A condemned Aum Shinrikyo killer testified Monday against ex-fugitive cultist Makoto Hirata, contradicting the defendant’s claim that he was not aware before the fact that he was going to help in the 1995 abduction and confinement of a Tokyo notary.
Death-row inmate Yoshihiro Inoue, who was once the intelligence chief of Aum Shinrikyo, appeared at the Tokyo District Court under extremely tight security, becoming the second condemned cultist summoned to testify publicly under the lay judge system. The first, Tomomasa Nakagawa, testified last month.
Inoue was convicted for his role in 10 crimes orchestrated by the cult, including the 1995 sarin attack on the Tokyo subway system that resulted in 13 deaths and thousands of injuries. His death sentence was finalized in 2010.

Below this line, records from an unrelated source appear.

PR #636, opened 2024-01-14
feat(form): Parse URI field upon configuring step

lordrip:
### Context
Currently, we're not parsing the URI field from the `from`, `to`, and the `toD` Camel processors.

### Changes
This pull request adds support for the URI field in the following fashion:
Considering the following `URI`: `timer:timer-1?period=5000&delay=5&synchronous=true`, when configuring the `timer` component, we parse the `URI` using the component's syntax (in this case is `timer:timerName`) and set those values in the parameter object. After the parsing, the `URI` field is cleaned to avoid overriding the parameter's value again. The result of this parsing is: `{ timerName: 'timer-1', period: 5000, delay: 5, synchronous: true }`.

In addition to that, we're hiding the URI field to prevent the user from manipulating it for the time being. This decision needs to be revisited later to check how can dynamic expressions be supported.

In a more practical example, given this `yaml` route example:
```yaml
- from:
    uri: timer:timer-1?period=5000&delay=5&synchronous=true
    steps: []
```

after configuring the `timer` component, we'll end up with the following route:
```yaml
- route:
    from:
      uri: timer
      steps: []
      parameters:
        period: 5000
        delay: "50"
        synchronous: true
    id: route-3338
```

fix: https://github.com/KaotoIO/kaoto-next/issues/274

### DIFF
--- a/packages/ui/src/components/Visualization/Canvas/CanvasForm.tsx
+++ b/packages/ui/src/components/Visualization/Canvas/CanvasForm.tsx
@@ -56,7 +56,17 @@ export function getNonEmptyProperties(obj: Record<string, unknown>): Record<stri
   return { ...obj, parameters: Object.fromEntries(result) };
 }
 
-const omitFields = ['expression', 'dataFormatType', 'outputs', 'steps', 'when', 'otherwise', 'doCatch', 'doFinally'];
+const omitFields = [
+  'expression',
+  'dataFormatType',
+  'outputs',
+  'steps',
+  'when',
+  'otherwise',
+  'doCatch',
+  'doFinally',
+  'uri',
+];
 
 export const CanvasForm: FunctionComponent<CanvasFormProps> = (props) => {
   const entitiesContext = useContext(EntitiesContext);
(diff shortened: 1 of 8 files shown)


apupier (commented):
Would it be possible to group the parameters just below the uri field instead of placing them at the end?
```yaml
- route:
    id: route-8888
    from:
      uri: timer
      steps:
        - set-header:
            simple: ${random(2)}
            name: myChoice
        - choice:
            when:
              - simple: ${header.myChoice} == 1
                steps:
                  - log:
                      id: log-1
                      message: We got a one.
            otherwise:
              steps:
                - to:
                    uri: "amqp:queue:"
                - to:
                    uri: "amqp:queue:"
                - log:
                    id: log-2
                    message: We got a ${body}
        - to:
            uri: direct:my-route
            parameters:
              bridgeErrorHandler: true
      parameters:
        delay: 5d
        period: 5m
        timerName: tutorialmodified
```

apupier (changes requested):
path parameter are visible only the first time that we open the config form:

missingPathParameterOnSecondOpenOfConfigPanel

lordrip:
> Would it be possible to group the parameters just below the uri field instead of placing them at the end?

Yes, it's possible, we'll do that as part of the serialization improvements.

lordrip:
> path parameter are visible only the first time that we open the config form:
> 

Thanks, I'll check it out right away

apupier (approved):

PR #644, opened 2024-01-15
fix(309): Add codeblock to unknown node

tplevko:
fixes https://github.com/KaotoIO/kaoto-next/issues/309

@lordrip I tried both - the `<pre>` with `<code>` and the PF `CodeBlock` - I believe using `CodeBlock` the yaml code gets more highlighted, but I can change to the originally proposed solution.

Also I wanted to ask, whether we should add some info, regarding the displayed block of code - I was thinking about, to be consistent - something like [FieldLabelIcon](https://github.com/KaotoIO/kaoto-next/blob/091655c5f92744596d96173885d34fefeab53539/packages/ui/src/components/Form/FieldLabelIcon.tsx#L17) qestionmark with popover, containing information, regarding the displayed yaml and some info, regarding the node itself - that the name is not correct and needs to be changed in source code, or replaced in the canvas. 
Let me know, what do you think.

### DIFF
--- a/packages/ui/src/components/Visualization/Canvas/CanvasForm.tsx
+++ b/packages/ui/src/components/Visualization/Canvas/CanvasForm.tsx
@@ -1,15 +1,16 @@
 import { AutoField, AutoFields, AutoForm, ErrorsField } from '@kaoto-next/uniforms-patternfly';
-import { Title } from '@patternfly/react-core';
+import { CodeBlock, CodeBlockCode, Title } from '@patternfly/react-core';
 import { FunctionComponent, useCallback, useContext, useEffect, useMemo, useRef } from 'react';
+import { stringify } from 'yaml';
 import { EntitiesContext } from '../../../providers/entities.provider';
 import { ErrorBoundary } from '../../ErrorBoundary';
 import { SchemaService } from '../../Form';
 import { CustomAutoFieldDetector } from '../../Form/CustomAutoField';
+import './CanvasForm.scss';
 import { DataFormatEditor } from './DataFormatEditor';
+import { LoadBalancerEditor } from './LoadBalancerEditor';
 import { StepExpressionEditor } from './StepExpressionEditor';
 import { CanvasNode } from './canvas.models';
-import { LoadBalancerEditor } from './LoadBalancerEditor';
-import './CanvasForm.scss';
 
 interface CanvasFormProps {
   selectedNode: CanvasNode;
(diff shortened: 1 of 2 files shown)


lordrip:
@tplevko looks good :+1:

packages/ui/src/components/Visualization/Canvas/CanvasForm.tsx
```diff
@@ -122,7 +123,14 @@ export const CanvasForm: FunctionComponent<CanvasFormProps> = (props) => {
     return schema?.schema && schema.schema['$comment']?.includes('loadbalance');
   }, [schema]);
 
-  return schema?.schema === undefined ? null : (
+  return schema?.schema === undefined || Object.keys(schema?.schema).length === 0 ? (
+    <>
+      <Title headingLevel="h1">{componentName}</Title>
```
lordrip, line 128: [:nail_care:] Maybe it would be nice to extract this into a dedicated component.

packages/ui/src/components/Visualization/Canvas/CanvasForm.tsx
```diff
@@ -122,7 +123,14 @@ export const CanvasForm: FunctionComponent<CanvasFormProps> = (props) => {
...
+      <CodeBlock>
+        <CodeBlockCode id="code-content">{stringify(model)}</CodeBlockCode>
+      </CodeBlock>
+    </>
```
lordrip, line 132: :nail_care: Maybe it would be nice to extract this into a dedicated component.

lordrip: It could look like this
```tsx
<UnknownComponent componentName={componentName} } code={stringify(model)} />
```

Alternatively, we could reorder a bit the component to avoid duplicating the `<Title>` component:
```tsx

  const isUnknownComponent = useMemo(() => {
    return schema?.schema === undefined || Object.keys(schema?.schema).length === 0;
  }, [schema]);

  return (
    <ErrorBoundary key={props.selectedNode.id} fallback={<p>This node cannot be configured yet</p>}>
      <Title headingLevel="h1">{componentName}</Title>
      {isUnknownComponent ? (
        <CodeBlock>
          <CodeBlockCode>{stringify(props.selectedNode.data?.vizNode?.getComponentSchema())}</CodeBlockCode>
        </CodeBlock>
      ) : (
        <AutoField.componentDetectorContext.Provider value={CustomAutoFieldDetector}>
          {isExpressionAwareStep && <StepExpressionEditor selectedNode={props.selectedNode} />}
          {isDataFormatAwareStep && <DataFormatEditor selectedNode={props.selectedNode} />}
          {isLoadBalanceAwareStep && <LoadBalancerEditor selectedNode={props.selectedNode} />}
          <AutoForm ref={formRef} schema={schema} model={model} onChangeModel={handleOnChange} data-testid="autoform">
            <AutoFields omitFields={omitFields} />
            <ErrorsField />
          </AutoForm>
        </AutoField.componentDetectorContext.Provider>
      )}
    </ErrorBoundary>
  );
```

lordrip (approved):

packages/ui/src/components/Visualization/Canvas/CanvasForm.tsx
tplevko: Thanks for the hint Ricardo, I updated the PR to remove the duplicate `<Title>` and also updated the failing tests.

lordrip:
@tplevko if I'm not mistaken, we shown the component's definition, but now we're showing an internal kaoto object, is this intended?
image

lordrip (approved):

PR #651, opened 2024-01-17
fix(kamelets): Edit Kamelets' nodes properties

lordrip:
### Context
Currently, Kamelets' nodes can't be edited using the Canvas Form, causing the changes made by the user, are not serialized into the source code.

This bug was caused due to a problem in the serialization of the `KameletResource`, because despite the `Canvas Form` editing the `KameletVisualEntity` correctly, what ultimately was serialized was the original `Kamelet` without changes.

### Changes
The fix is to ensure that we're serializing the
`KameletVisualEntity.from` as part of the resulting `KameletResource.toJSON()` method.

### Notes
This change opens up a more broad topic about `Kamelets`, at this moment, the `KameletVisualEntity` class has knowledge about the underlying flow (`kamelet.spec.template.from`) and its metadata (`kamelet.metadata`), and this shouldn't be the case.

Ideally, `KameletVisualEntity` would have knowledge about the flow only but the issue with this is that it will close the possibility of renaming the flow, as the `setId` method is defined in the `KameletVisualEntity` class. A solution for this could be to create an intermediate `setId` functionality in the `CamelResource` interface itself which will later on delegate the change to the underlying `VisualEntities.setId()` method if necessary, this way, in case of `Kamelets` and `Pipes`, we have the chance to update its metadata and also the underlying flow.

In addition to that, it would be convenient to offer a mechanism to sort the properties of the underlying `VisualEntities`, this way we could sort the entire `Kamelet` in a `kubernetes` friendly way and also keep the underlying `Camel Route` sorted differently. This will be discussed in: https://github.com/KaotoIO/kaoto-next/issues/652

fix: https://github.com/KaotoIO/kaoto-next/issues/594

### DIFF
--- a/packages/ui/src/models/camel/kamelet-resource.ts
+++ b/packages/ui/src/models/camel/kamelet-resource.ts
@@ -1,56 +1,35 @@
-import { KameletVisualEntity } from './../visualization/flows/kamelet-visual-entity';
-import { getCamelRandomId } from '../../camel-utils/camel-random-id';
+import set from 'lodash.set';
+import { TileFilter } from '../../public-api';
 import { IKameletDefinition } from '../kamelets-catalog';
 import { AddStepMode } from '../visualization/base-visual-entity';
 import { FlowTemplateService } from '../visualization/flows/flow-templates-service';
+import { CamelComponentFilterService } from '../visualization/flows/support/camel-component-filter.service';
+import { CamelRouteVisualEntityData } from '../visualization/flows/support/camel-component-types';
+import { KameletVisualEntity } from './../visualization/flows/kamelet-visual-entity';
 import { CamelKResource } from './camel-k-resource';
 import { SourceSchemaType } from './source-schema-type';
-import { CamelRouteVisualEntityData } from '../visualization/flows/support/camel-component-types';
-import { TileFilter } from '../../public-api';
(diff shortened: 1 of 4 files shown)


packages/ui/src/models/camel/kamelet-resource.ts
```diff
@@ -1,56 +1,39 @@
...
-          },
-          beans: {},
-        },
-      };
+    if (!kamelet) {
+      this.resource = FlowTemplateService.getFlowTemplate(this.getType());
     }
 
-    this.flow = new KameletVisualEntity(this.kamelet);
+    this.flow = new CamelRouteVisualEntity({
```
tplevko, line 23: Wouldn't `this.flow = new KameletVisualEntity(this.resource as IKameletDefinition);` in the end do the same? (might be missing something here, so sorry if this is stupid question)

tplevko: besides this, the PR looks and works good

lordrip: Ah, I think you're right, it might be a leftover from a test, I'll update it.

lordrip: @tplevko, I've replaced the `CamelRouteVisualEntity` with `KameletVisualEntity`

tplevko (approved):

Issue #126, opened 2023-09-18
Indication that some of the connectors mandatory properties are not yet configured


tplevko:
### Please describe the feature that you want to propose

It would be useful to show in the flow diagram that some of the connectors are not yet configured. The connectors have "mandatory" fields and the nodes could be displaying configuration status decorators, as in attached image.
![Screenshot from 2023-09-18 13-21-23](https://github.com/KaotoIO/kaoto-next/assets/4180208/08a29ae2-8771-46a5-ae28-094306a6fac0)

```
const NODES: NodeModel[] = [
  {
    id: 'node-0',
    type: 'node',
    label: 'Node 0',
    width: NODE_DIAMETER,
    height: NODE_DIAMETER,
    shape: NodeShape.ellipse,
    status: NodeStatus.danger,
    data: {
      badge: 'B',
      isAlternate: false
    }
  },
  {
    id: 'node-1',
    type: 'node',
    label: 'Node 1',
    width: NODE_DIAMETER,
    height: NODE_DIAMETER,
    shape: NodeShape.hexagon,
    status: NodeStatus.warning,
    data: {
      badge: 'B',
      isAlternate: false
    }
  },
  {
    id: 'node-2',
    type: 'node',
    label: 'Node 2',
    width: NODE_DIAMETER,
    height: NODE_DIAMETER,
    shape: NodeShape.octagon,
    status: NodeStatus.success,
    data: {
      badge: 'A',
      isAlternate: true
    }
  },
```
above is from the PF example code. The interesting part is the `status: NodeStatus.xxx` which controls what icon is displayed.

tplevko:
test sync2jira

tplevko:
2nd test sync2jira

tplevko:
test sync2jira

PR #659, opened 2024-01-17
feat: Indication that some of the connectors mandatory properties are…

igarashitm:
… not yet configured

Fixes: #126

Using Ajv and component schema for the validation.

3 concerns:
1. diagram is not so frequently re-rendered, can/should we re-render it when CanvasForm updates the model?
2. Ajv think empty string is OK for the required parameter, are we OK with that? maybe OK for the 1st iteration?
3. we'l need a custom validator for expression/dataformat/loadbalancer, especially for expression we need to handle dialects such as `expression.simple.expression` vs `simple` - currently they're just ignored

#### UPDATE
1. Removed Ajv usage and added custom validator in model-validation.service.ts
2. CustomNode adds node status listener to the VisualizationNode to be notified when node status is updated, allows to update the node status immediately the required parameter is filled in config form, without re-rendering whole graph
3. Use `NodeStatus.warning` to indicate missing required parameter, and `NodeStatus.default` for steps that doesn't have any validation error. `NodeStatus.default` doesn't show any status icon.

https://github.com/KaotoIO/kaoto-next/assets/265462/9e8b64f0-54e4-49fc-998d-5476eddbd718

### DIFF
--- a/packages/ui/src/components/Visualization/Canvas/CanvasForm.tsx
+++ b/packages/ui/src/components/Visualization/Canvas/CanvasForm.tsx
@@ -11,6 +11,7 @@ import { DataFormatEditor } from './DataFormatEditor';
 import { LoadBalancerEditor } from './LoadBalancerEditor';
 import { StepExpressionEditor } from './StepExpressionEditor';
 import { CanvasNode } from './canvas.models';
+import { ModelValidationService } from '../../../models/visualization/flows/support/model-validation.service';
 
 interface CanvasFormProps {
   selectedNode: CanvasNode;
@@ -53,10 +54,13 @@ export const CanvasForm: FunctionComponent<CanvasFormProps> = (props) => {
 
   const handleOnChange = useCallback(
     (newModel: Record<string, unknown>) => {
-      props.selectedNode.data?.vizNode?.updateModel(newModel);
+      if (props.selectedNode.data?.vizNode) {
+        props.selectedNode.data.vizNode.updateModel(newModel);
+        ModelValidationService.validateNodeStatus(visualComponentSchema, newModel, props.selectedNode.data.vizNode);
+      }
       entitiesContext?.updateSourceCodeFromEntities();
     },
-    [entitiesContext, props.selectedNode.data?.vizNode, props.selectedNode.id],
+    [entitiesContext, props.selectedNode.data?.vizNode, visualComponentSchema],
   );
 
   const isExpressionAwareStep = useMemo(() => {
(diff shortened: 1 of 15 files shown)


lordrip:
> 3 concerns:
> 
>     1. diagram is not so frequently re-rendered, can/should we re-render it when CanvasForm updates the model?
>     2. Ajv think empty string is OK for the required parameter, are we OK with that? maybe OK for the 1st iteration?
>     3. we'l need a custom validator for expression/dataformat/loadbalancer, especially for expression we need to handle dialects such as `expression.simple.expression` vs `simple` - currently they're just ignored

* # 1: No, I don't think we should re-render the Canvas component when model properties are updated, this will happen on every keystroke, and best case scenario, if we debounce this operation, we'll see a flickering, IMHO, we should avoid this situation as much as possible.

Maybe we should try to see this problem from a different perspective, we would like to only re-render the nodes that change, so what about updating a timestamp whenever the model changes, this way we could identify and cause a new render for the node, and this might also update the description as well.  

* # 2 & 3: I think we might need to drop `ajv`, because I think we need a custom validator, for instance, `ajv` might think that a value `{{property}}` for an `enum` is wrong, which is technically true but for our use case it's a legit use case). I'd say, let's start by writing a simple validator that checks whether the required properties have values other than an empty string, and we iterate over it, maybe in the future we could enhance it with the environment's context. Also, as you mentioned, we're gonna need custom validators for `expression/dataformat/loadbalancer`

igarashitm:
> Maybe we should try to see this problem from a different perspective, we would like to only re-render the nodes that change, so what about updating a timestamp whenever the model changes, this way we could identify and cause a new render for the node, and this might also update the description as well.
That sounds good, what is the timestamp specifically? Is it something in `@patternfly/react-topology` or in kaoto-next?

> #### Point 2 & 3
> I think we might need to drop `ajv`
yep maybe better to do so from beginning, will do.

igarashitm:
Trying to capture CanvasForm change for CustomNode re-render without luck... now the node status is updated when the other node is selected, but not immediately after the model change

https://github.com/KaotoIO/kaoto-next/pull/659/files#diff-52db7ad35d4c02efb94b4ea159f85918acc17b6be2ef38b2390ec97371cfef30R57-R60

https://github.com/KaotoIO/kaoto-next/pull/659/files#diff-00f950f5f4336ffa9d13d52ee7ab9d6f7acb0dd656717ae3a66ce3fc650c3a87R28-R30

igarashitm:
Done

https://github.com/KaotoIO/kaoto-next/assets/265462/d4503d1a-4cf5-462f-9c4f-139881e11103

igarashitm:
Some of the story gets the warning  node status icon, possibly because the requried parameter is in URI, looking

lordrip:
> @igarashitm I'm not 100% sure, but could be possible that `azz` node shouldn't be marked as a `Warning`, if I'm not mistaken, both properties are specified?

Alright, if I "touch" the field, then it gets updated, so probably means that the values used by the validation are **before** the parsing

lordrip (approved):
There's still a pending issue: https://github.com/KaotoIO/kaoto-next/issues/674

PR #660, opened 2024-01-17
fix(form): Ignore non-required URI parameters

lordrip:
### Context
There are special cases where some URI parameters are not required, so the user didn't provide them.

This is the case for the `jms`, `amqp`, and `activemq` components, where the `destinationType` is not required so that the user can provide the `destinationName` directly.

### Changes
In this situation, if the values array length matches the required parameters array length, we can remove the non-required keys to match the values with the keys.

fix: https://github.com/KaotoIO/kaoto-next/issues/654


igarashitm (approved):

lhein:
tested locally, works fine

lhein (approved):

PR #664, opened 2024-01-18
WIP #657 support import of kamelet using parameters in Camel URI

apupier:
#657

PR #672, opened 2024-01-18
fix(form): Improve URI parsing for Kamelets

lordrip:
Currently, kamelet's are not recognized when they have parameters within URI.

This commit fixes that situation by splitting the query parameters from the name and also parses it to apply it to the parameters object.

fix: https://github.com/KaotoIO/kaoto-next/issues/657
comes from: #664


lhein (approved):
tested locally and it works

PR #681, opened 2024-01-19
feat(canvas): Show placeholder when there are no visible flows

lordrip:
### Context
Currently, when the canvas is empty, because there are no flows defined or because there are but hidden, we see a gray area. This might present an issue for the users, starting with a blank file in VSCode, as it's not clear what's the first step to start working with the app.

### Changes
This commit introduces a placeholder in case there are no flows or there are but not visible

### Before
image

### After - No routes
image

### After - No visible routes
image

fix: https://github.com/KaotoIO/kaoto-next/issues/362


lhein (approved):
tested functionality locally and it works fine

Issue #680, opened 2024-01-19
Hash Camel Catalog files


lordrip:
### Please describe the feature that you want to propose

Currently, Camel Catalog files aren't hashed, meaning there's no way to determine at a glance whether two versions are the same or not.

The goal for this ticket is to add a hash to the filename, based on its content, so we can determine whether the catalog files were updated or not.

PR #684, opened 2024-01-19
fix: Hash Camel Catalog files

igarashitm:
Fixes: #680


packages/ui/jest-setup.ts
```diff
@@ -29,3 +30,12 @@ const fetchMock = jest.spyOn(window, 'fetch');
 beforeEach(() => {
   fetchMock.mockResolvedValue(null as unknown as Response);
 });
+
+beforeAll(async () => {
```
igarashitm, line 34: This works for running tests, but `yarn build` fails saying those variables are not defined.

lordrip: Let's take a look :ok:

lordrip (approved):

PR #690, opened 2024-01-22
fix pipe.ts with - move properties to right place

tplevko:
related to https://github.com/KaotoIO/kaoto-next/issues/653


lordrip:
@tplevko I'll merge it after https://github.com/KaotoIO/kaoto-next/pull/691

PR #694, opened 2024-01-22
e2e - try to remove branchingStepAddition test flakiness

tplevko:
Attempt to improve e2e stability. Removed not yet supported `pipeline` nested step from the fixture. Wasn't able to reproduce locally and the failure doesn't tell much, so hope this was the cause.

The random failure occurring in branchingStepAddition test was following:

Test for Branching actions from the canvas -- User deletes a branch from the canvas (failed)


lordrip (approved):
:crossed_fingers:

PR #1533, opened 2016-10-12
Move to gretty plugin

henri-tremblay:


ljacomet:
Good to go once rebased

PR #1538, opened 2016-10-13
Issue #1537 : HitRatio not computed correctly

### LINKED ISSUE #1537: HitRatio not computed correctly
The HitRatio should be obtained by dividing the HitCount by (HitCount+ MissCount), over a certain window of time; so that its value should be included between 0 and 1 (with the exception of NaN when no hit nor miss)
Right now, it is just dividing the HitCount by MissCount, this is why we currently end up with values included between 0 and Infinity
This issue was initially created on the statistic repo (https://github.com/Terracotta-OSS/statistics/issues/11), but the issue is with ehcache3 stats.

anthonydahanne:
* fix hit ratio
* rewrite  some tests assertions
Fix #1537

### DIFF
--- a/management/src/main/java/org/ehcache/management/providers/statistics/StandardEhcacheStatistics.java
+++ b/management/src/main/java/org/ehcache/management/providers/statistics/StandardEhcacheStatistics.java
@@ -55,6 +55,11 @@ import java.util.concurrent.TimeUnit;
 import org.terracotta.management.model.capabilities.descriptors.StatisticDescriptor;
 import org.terracotta.management.model.stats.StatisticType;
 
+import static java.util.Collections.singleton;
+import static java.util.EnumSet.allOf;
+import static java.util.EnumSet.of;
+import static org.terracotta.context.extended.ValueStatisticDescriptor.descriptor;
+
 class StandardEhcacheStatistics extends ExposedCacheBinding {
 
   private final StatisticsRegistry statisticsRegistry;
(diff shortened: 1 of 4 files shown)


mathieucarbou:
@anthonydahanne : code change is good for me. There's just a remaining test to update (DefaultManagementRegistryServiceTest). it fails right now ;-)

management/src/main/java/org/ehcache/management/providers/statistics/StandardEhcacheStatistics.java
```diff
@@ -65,16 +65,22 @@
...
+    statisticsRegistry.registerRatios("Cache:HitRatio", getCacheStatisticDescriptor, hit, EnumSet.allOf(CacheOperationOutcomes.GetOutcome.class));
+    statisticsRegistry.registerRatios("Cache:MissRatio", getCacheStatisticDescriptor, miss, EnumSet.allOf(CacheOperationOutcomes.GetOutcome.class));
 
-    statisticsRegistry.registerCompoundOperations("Hit", OperationStatisticDescriptor.descriptor("get", Collections.singleton("tier"), TierOperationStatistic.TierOperationOutcomes.GetOutcome.class), EnumSet.of(TierOperationStatistic.TierOperationOutcomes.GetOutcome.HIT));
-    statisticsRegistry.registerCompoundOperations("Miss", OperationStatisticDescriptor.descriptor("get", Collections.singleton("tier"), TierOperationStatistic.TierOperationOutcomes.GetOutcome.class), EnumSet.of(TierOperationStatistic.TierOperationOutcomes.GetOutcome.MISS));
+    OperationStatisticDescriptor getTierStatisticDescriptor = OperationStatisticDescriptor.descriptor("get", Collections.singleton("tier"), TierOperationStatistic.TierOperationOutcomes.GetOutcome.class);
```
chrisdennis: Could we reference the tier types as `TierOperationOutcomes.GetOutcome` so that these lines are slightly less noisy.

chrisdennis: We could probably statically import `of`, `allOf`, `singleton` and `descriptor`, as well.

gibsong:
Are the DefaultManagementRegistryServiceTest's still failing?  It was due to the addition of MissRatio(thanks for adding that in Anthony, it was in a branch of mine but would have taken longer to get committed).  It looks like this may have already been fixed by updating the DefaultManagementRegistryServiceTest collections in loadStatsUtil().

anthonydahanne:
test this please
some unrelated tests failed on cloudbees/ jdk6 only

anthonydahanne:
grrr....
test this please
now it's jenkins crapping out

Regarding the kidnap and confinement of Tokyo notary Kiyoshi Kariya, Inoue was convicted for directing the operation. Kariya’s wealthy sister had fled the cult because it was pressing for her to sell her properties, and the cultists thought he knew where she was. Testimony in previous trials indicated Kariya died of an overdose of a drug used as a truth serum and was cremated. His body was never found.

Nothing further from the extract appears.